→ **About this task**
Only the number is wanted: state how many lines of the data below contain the word "value".

→ **Supplied records**
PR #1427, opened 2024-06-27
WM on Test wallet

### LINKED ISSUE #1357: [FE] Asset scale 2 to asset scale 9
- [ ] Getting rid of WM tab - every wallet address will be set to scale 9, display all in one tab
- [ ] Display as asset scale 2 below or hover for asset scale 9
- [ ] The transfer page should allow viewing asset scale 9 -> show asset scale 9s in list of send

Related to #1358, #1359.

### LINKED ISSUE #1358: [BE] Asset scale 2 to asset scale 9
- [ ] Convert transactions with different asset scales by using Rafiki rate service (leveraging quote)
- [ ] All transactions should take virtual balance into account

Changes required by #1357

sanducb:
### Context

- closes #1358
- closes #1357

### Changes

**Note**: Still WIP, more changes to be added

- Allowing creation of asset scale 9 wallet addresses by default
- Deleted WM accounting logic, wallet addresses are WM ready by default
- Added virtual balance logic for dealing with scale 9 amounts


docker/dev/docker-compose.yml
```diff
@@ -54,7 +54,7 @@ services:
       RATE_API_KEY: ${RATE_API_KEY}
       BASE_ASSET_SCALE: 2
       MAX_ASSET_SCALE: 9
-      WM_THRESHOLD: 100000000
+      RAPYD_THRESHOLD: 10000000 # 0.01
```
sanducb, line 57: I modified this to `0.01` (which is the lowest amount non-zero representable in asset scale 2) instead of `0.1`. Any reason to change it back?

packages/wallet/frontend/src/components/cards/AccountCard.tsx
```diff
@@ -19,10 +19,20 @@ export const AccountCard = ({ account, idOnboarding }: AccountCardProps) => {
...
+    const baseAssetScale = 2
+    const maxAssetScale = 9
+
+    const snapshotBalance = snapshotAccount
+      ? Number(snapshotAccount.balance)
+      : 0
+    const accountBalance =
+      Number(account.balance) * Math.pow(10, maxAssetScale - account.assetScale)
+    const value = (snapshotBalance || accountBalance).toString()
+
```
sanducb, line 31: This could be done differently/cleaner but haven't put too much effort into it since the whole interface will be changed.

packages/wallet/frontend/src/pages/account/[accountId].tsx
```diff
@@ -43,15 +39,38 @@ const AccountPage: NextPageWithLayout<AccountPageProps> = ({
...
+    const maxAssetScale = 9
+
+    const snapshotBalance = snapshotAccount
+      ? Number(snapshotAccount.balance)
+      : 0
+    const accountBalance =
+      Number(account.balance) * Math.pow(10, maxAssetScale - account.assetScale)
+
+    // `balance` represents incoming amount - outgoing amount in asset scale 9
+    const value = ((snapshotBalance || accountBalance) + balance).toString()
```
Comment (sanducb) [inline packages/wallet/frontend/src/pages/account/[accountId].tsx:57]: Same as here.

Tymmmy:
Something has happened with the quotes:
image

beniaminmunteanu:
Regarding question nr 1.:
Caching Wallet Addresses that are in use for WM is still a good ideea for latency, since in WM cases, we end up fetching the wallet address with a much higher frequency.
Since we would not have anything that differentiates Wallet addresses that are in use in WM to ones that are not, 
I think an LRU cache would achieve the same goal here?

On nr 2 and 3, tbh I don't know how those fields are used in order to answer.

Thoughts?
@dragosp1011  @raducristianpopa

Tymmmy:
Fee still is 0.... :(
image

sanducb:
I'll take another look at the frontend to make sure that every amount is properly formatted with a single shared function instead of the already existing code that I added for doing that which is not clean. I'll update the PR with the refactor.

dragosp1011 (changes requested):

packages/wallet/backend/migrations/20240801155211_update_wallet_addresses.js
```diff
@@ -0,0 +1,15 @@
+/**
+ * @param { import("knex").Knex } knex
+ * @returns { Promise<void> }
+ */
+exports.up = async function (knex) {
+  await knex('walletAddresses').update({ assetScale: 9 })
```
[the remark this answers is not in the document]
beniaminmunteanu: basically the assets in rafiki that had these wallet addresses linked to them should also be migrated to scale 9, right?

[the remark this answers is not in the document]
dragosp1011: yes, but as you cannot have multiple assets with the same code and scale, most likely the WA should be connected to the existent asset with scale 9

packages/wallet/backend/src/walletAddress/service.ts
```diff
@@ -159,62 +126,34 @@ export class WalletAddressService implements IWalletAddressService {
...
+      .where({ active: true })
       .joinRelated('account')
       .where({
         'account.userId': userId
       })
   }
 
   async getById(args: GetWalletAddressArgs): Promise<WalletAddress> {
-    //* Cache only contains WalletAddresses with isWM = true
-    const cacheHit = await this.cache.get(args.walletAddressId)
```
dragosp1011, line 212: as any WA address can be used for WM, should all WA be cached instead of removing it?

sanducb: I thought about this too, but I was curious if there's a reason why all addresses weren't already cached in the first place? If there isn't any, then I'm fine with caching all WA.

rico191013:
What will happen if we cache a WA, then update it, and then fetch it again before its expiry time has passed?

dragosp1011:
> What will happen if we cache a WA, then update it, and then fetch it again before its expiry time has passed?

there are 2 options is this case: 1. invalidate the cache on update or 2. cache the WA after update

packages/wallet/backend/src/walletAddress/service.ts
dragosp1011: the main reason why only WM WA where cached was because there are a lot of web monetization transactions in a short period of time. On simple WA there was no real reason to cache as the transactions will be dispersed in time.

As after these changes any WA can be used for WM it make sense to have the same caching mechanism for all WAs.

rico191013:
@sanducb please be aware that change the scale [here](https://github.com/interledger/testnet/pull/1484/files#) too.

==

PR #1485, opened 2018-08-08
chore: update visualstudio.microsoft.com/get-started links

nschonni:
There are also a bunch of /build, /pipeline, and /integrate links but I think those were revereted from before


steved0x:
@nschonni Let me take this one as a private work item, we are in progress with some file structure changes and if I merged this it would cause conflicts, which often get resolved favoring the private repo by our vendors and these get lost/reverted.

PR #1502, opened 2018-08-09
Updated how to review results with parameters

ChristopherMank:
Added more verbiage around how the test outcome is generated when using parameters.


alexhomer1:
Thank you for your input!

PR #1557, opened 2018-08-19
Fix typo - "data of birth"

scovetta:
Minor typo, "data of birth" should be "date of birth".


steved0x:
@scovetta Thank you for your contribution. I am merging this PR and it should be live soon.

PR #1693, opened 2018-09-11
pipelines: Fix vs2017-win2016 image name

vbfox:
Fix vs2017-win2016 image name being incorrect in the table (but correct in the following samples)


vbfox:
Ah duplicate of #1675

→ **Answer area**
2